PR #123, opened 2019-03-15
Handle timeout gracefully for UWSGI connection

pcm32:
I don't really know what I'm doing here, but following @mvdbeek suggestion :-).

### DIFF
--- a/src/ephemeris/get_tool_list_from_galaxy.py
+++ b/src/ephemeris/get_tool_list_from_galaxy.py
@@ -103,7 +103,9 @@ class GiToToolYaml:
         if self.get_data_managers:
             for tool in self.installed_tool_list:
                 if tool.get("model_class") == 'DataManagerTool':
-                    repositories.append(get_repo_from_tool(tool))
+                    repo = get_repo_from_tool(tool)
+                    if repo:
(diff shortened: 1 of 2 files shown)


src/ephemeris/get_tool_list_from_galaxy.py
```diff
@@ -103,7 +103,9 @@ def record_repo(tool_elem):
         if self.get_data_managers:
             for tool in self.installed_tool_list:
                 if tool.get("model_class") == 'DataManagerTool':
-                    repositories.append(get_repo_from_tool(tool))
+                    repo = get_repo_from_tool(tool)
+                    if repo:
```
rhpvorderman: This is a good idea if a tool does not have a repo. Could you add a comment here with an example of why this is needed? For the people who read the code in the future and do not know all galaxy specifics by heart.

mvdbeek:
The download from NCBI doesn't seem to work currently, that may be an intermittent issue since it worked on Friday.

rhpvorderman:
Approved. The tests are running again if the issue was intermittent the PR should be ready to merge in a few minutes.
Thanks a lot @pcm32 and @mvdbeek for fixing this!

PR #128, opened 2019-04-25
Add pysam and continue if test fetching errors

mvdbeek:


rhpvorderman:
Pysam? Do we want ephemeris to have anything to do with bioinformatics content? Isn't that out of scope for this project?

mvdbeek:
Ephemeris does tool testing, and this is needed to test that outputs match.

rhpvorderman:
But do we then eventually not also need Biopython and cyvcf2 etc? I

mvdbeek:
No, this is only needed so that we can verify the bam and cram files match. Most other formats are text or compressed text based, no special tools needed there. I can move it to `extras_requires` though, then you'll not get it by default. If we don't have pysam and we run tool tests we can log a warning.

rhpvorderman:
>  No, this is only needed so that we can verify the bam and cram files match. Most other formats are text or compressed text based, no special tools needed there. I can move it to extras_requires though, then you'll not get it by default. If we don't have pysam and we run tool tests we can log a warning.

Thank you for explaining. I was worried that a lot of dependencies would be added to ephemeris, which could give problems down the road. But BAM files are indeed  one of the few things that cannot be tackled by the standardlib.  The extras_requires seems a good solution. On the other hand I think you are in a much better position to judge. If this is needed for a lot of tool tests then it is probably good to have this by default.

§ Assignment
The records above must be written out again exactly.

§ Solved problem
PR #123, opened 2019-03-15
Handle timeout gracefully for UWSGI connection

pcm32:
I don't really know what I'm doing here, but following @mvdbeek suggestion :-).

### DIFF
--- a/src/ephemeris/get_tool_list_from_galaxy.py
+++ b/src/ephemeris/get_tool_list_from_galaxy.py
@@ -103,7 +103,9 @@ class GiToToolYaml:
         if self.get_data_managers:
             for tool in self.installed_tool_list:
                 if tool.get("model_class") == 'DataManagerTool':
-                    repositories.append(get_repo_from_tool(tool))
+                    repo = get_repo_from_tool(tool)
+                    if repo:
(diff shortened: 1 of 2 files shown)


src/ephemeris/get_tool_list_from_galaxy.py
```diff
@@ -103,7 +103,9 @@ def record_repo(tool_elem):
         if self.get_data_managers:
             for tool in self.installed_tool_list:
                 if tool.get("model_class") == 'DataManagerTool':
-                    repositories.append(get_repo_from_tool(tool))
+                    repo = get_repo_from_tool(tool)
+                    if repo:
```
rhpvorderman: This is a good idea if a tool does not have a repo. Could you add a comment here with an example of why this is needed? For the people who read the code in the future and do not know all galaxy specifics by heart.

mvdbeek:
The download from NCBI doesn't seem to work currently, that may be an intermittent issue since it worked on Friday.

rhpvorderman:
Approved. The tests are running again if the issue was intermittent the PR should be ready to merge in a few minutes.
Thanks a lot @pcm32 and @mvdbeek for fixing this!

PR #128, opened 2019-04-25
Add pysam and continue if test fetching errors

mvdbeek:


rhpvorderman:
Pysam? Do we want ephemeris to have anything to do with bioinformatics content? Isn't that out of scope for this project?

mvdbeek:
Ephemeris does tool testing, and this is needed to test that outputs match.

rhpvorderman:
But do we then eventually not also need Biopython and cyvcf2 etc? I

mvdbeek:
No, this is only needed so that we can verify the bam and cram files match. Most other formats are text or compressed text based, no special tools needed there. I can move it to `extras_requires` though, then you'll not get it by default. If we don't have pysam and we run tool tests we can log a warning.

rhpvorderman:
>  No, this is only needed so that we can verify the bam and cram files match. Most other formats are text or compressed text based, no special tools needed there. I can move it to extras_requires though, then you'll not get it by default. If we don't have pysam and we run tool tests we can log a warning.

Thank you for explaining. I was worried that a lot of dependencies would be added to ephemeris, which could give problems down the road. But BAM files are indeed  one of the few things that cannot be tackled by the standardlib.  The extras_requires seems a good solution. On the other hand I think you are in a much better position to judge. If this is needed for a lot of tool tests then it is probably good to have this by default.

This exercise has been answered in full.